PR #570, opened 2023-05-17
Removed rgdal dependency

iskandari:
- Asserts that the output of `wgs_to_pro()j` and `proj_to_wgs()` are SpatialPoints objects and not SpatialPointsDataFrame objects; object type will not be guaranteed by `spTransform` until June 2023 as this is determined by the presence or absence of rgdal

EXERCISE PROMPT » For this exercise, return every line from the data that holds the string "rgdal".

SOLUTION TO THE EXERCISE »
Removed rgdal dependency
- Asserts that the output of `wgs_to_pro()j` and `proj_to_wgs()` are SpatialPoints objects and not SpatialPointsDataFrame objects; object type will not be guaranteed by `spTransform` until June 2023 as this is determined by the presence or absence of rgdal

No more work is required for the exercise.